═════ Source material
PR #1269, opened 2026-09-20
Add Nimiq exploit PoC - GSN forwarder skips signature check, relying solely on attacker-chosen paymaster

BhariGowda:
ERC20PermitHTLCHandler serves as its own OpenGSN forwarder, paymaster, and recipient all at once. Its execute(ForwardRequest, bytes32, bytes32, bytes, bytes) is the GSN forwarder entrypoint, and it discards every one of its five parameters, including the signature and nonce, then blindly calls openPrivate(request.from, ...), which does token.transferFrom(request.from, handler, amount). There is no EIP-712 signature check, no nonce check, and the handler's own precondition check is skipped entirely.

The only place any of that validation happens is preRelayedCall(), a callback OpenGSN's RelayHub invokes on whichever paymaster the relay itself specifies. Since these handlers are wired as their own paymaster, and RelayHub lets any registered relay pick any paymaster and forwarder pair for a call, an attacker can register their own relay with an accept-everything paymaster and simply declare request.from to be a victim, and the handler has no way to tell the difference.

execute() does check onlyRelayHub (msg.sender == getHubAddr()), but that's not a meaningful gate here since the actual trust boundary that's broken is one level up, in RelayHub trusting whatever paymaster a registered relay names. owner() exists on the handler too, but it only guards registerToken, setRelayHub, and withdraw functions, nothing on the drain path itself. Confirmed against the real deployed source for both handler instances.

Real attack: the attacker's EIP-7702-delegated EOA staked 1 POL/MATIC and registered as a relay manager, worker, and its own accept-everything paymaster against the real RelayHub v2.2.0 and StakeManager, pointing the forwarder at both real HTLC handlers. It then submitted forged open() requests through RelayHub.relayCall() with request.from set to a swap-liquidity wallet holding unlimited approvals to both handlers, opening HTLCs for the wallet's full USDC, USDT0, and USDC.e balances. Each forged HTLC named the attacker's own precomputed CREATE2 address as recipient with hashlock sha256(0x01). A final tx deployed that CREATE2 contract and redeemed all three HTLCs with secret 0x01.

Reconstructed as a named exploit contract making real typed calls against the actual deployed RelayHub, StakeManager, and both HTLC handlers. Registration is done the real way: setRelayManagerOwner, stakeForRelayManager with 1 POL, authorizeHubByManager, addRelayWorkers, no vm.store shortcuts. The forged open() call goes through a real RelayRequest via RelayHub.relayCall() from the worker EOA, satisfying RelayHub's actual gas accounting and RelayHubValidator.verifyTransactionPacking calldata rules along the way, not a simplified version of the flow. No bytecode blob, no raw calldata replay, no settled-state shortcut.

The setup tx (staking and relay registration) is generic GSN infrastructure setup with nothing victim-specific in it, since the victim's unlimited approvals and balances predate both txs, so the PoC forks one block before the setup tx and rebuilds the registration fresh rather than replaying that tx verbatim.

Reproduced: $50,463.792096 drained across USDC, USDT0, and USDC.e, matching the pre-exploit victim balances and the reported ~$50,463 loss to the cent.

Setup tx: https://polygonscan.com/tx/0xb067efae73637f3564f58af7f6027afc497e81e47624b0048636085c678858c0
Exploit tx: https://polygonscan.com/tx/0xb2ca76dfbfe571742b4b66465b777ab1e06988a8632be1631bef9654cc64d169
Attacker: 0x2258491525C21f334c5a2dc22CE55e55023FC45D


SunWeb3Sec:

- ✅ PoC is an authentic reconstruction: real relay registration via `StakeManager`/`RelayHub`, a named `EvilPaymaster` contract, forged `relayCall()` through the actual OpenGSN infra — no bytecode/calldata replay, no settled-state shortcut.
- ✅ `forge test --contracts src/test/2026-09/Nimiq_exp.sol -vvv` — PASS, total drained $50,463.792096, matching the reported ~$50,463 loss.
- ✅ README: incident count 863 → 864, new TOC entry correctly ordered and hyperlinked with a resolving anchor, blank-line separation intact.

Thanks for the contribution!

PR #1270, opened 2026-09-20
Add PoC: Startale ERC-7579 transient-storage re-init drain

BhariGowda:
## Root cause

StartaleSmartAccount uses EIP-1153 transient storage as its account-initialization gate. AccountProxy's constructor calls setInitializable() (tstore(INIT_SLOT, 1)) before delegatecalling into the legit initializeAccount(bytes) to install the owner's validator. _initializeAccount has no persistent "already initialized" guard - the transient flag is the only check (requireInitializable() = tload(INIT_SLOT)).

Transient storage is scoped to the whole transaction, not the constructor's call frame. So after StartaleAccountFactory.createAccount() deploys and legitimately initializes an account, INIT_SLOT stays 1 on that account for the rest of the transaction. Any external, unrelated contract can call initializeAccount(evilInitData) on the freshly-deployed account again in the same tx, pass the same transient check, and delegatecall into an attacker-supplied "bootstrap" that sweeps the account's pre-funded balance. No signature, no privileged caller, zero attacker capital.

Confirmed against verified deployed source for StartaleSmartAccount (0x000000b8f5f723a680d3d7ee624fe0bc84a6e05a) and StartaleAccountFactory (0x0000003b3e7b530b4f981ae80d9350392defef90), and empirically in the PoC: the second initializeAccount call succeeds and drains the account. If the transient flag were constructor-scoped, this would revert and the test would fail.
══════════
• **Work instruction**: Show the lines above that have the word "matching".

• **Expected answer**:
Reproduced: $50,463.792096 drained across USDC, USDT0, and USDC.e, matching the pre-exploit victim balances and the reported ~$50,463 loss to the cent.
- ✅ `forge test --contracts src/test/2026-09/Nimiq_exp.sol -vvv` — PASS, total drained $50,463.792096, matching the reported ~$50,463 loss.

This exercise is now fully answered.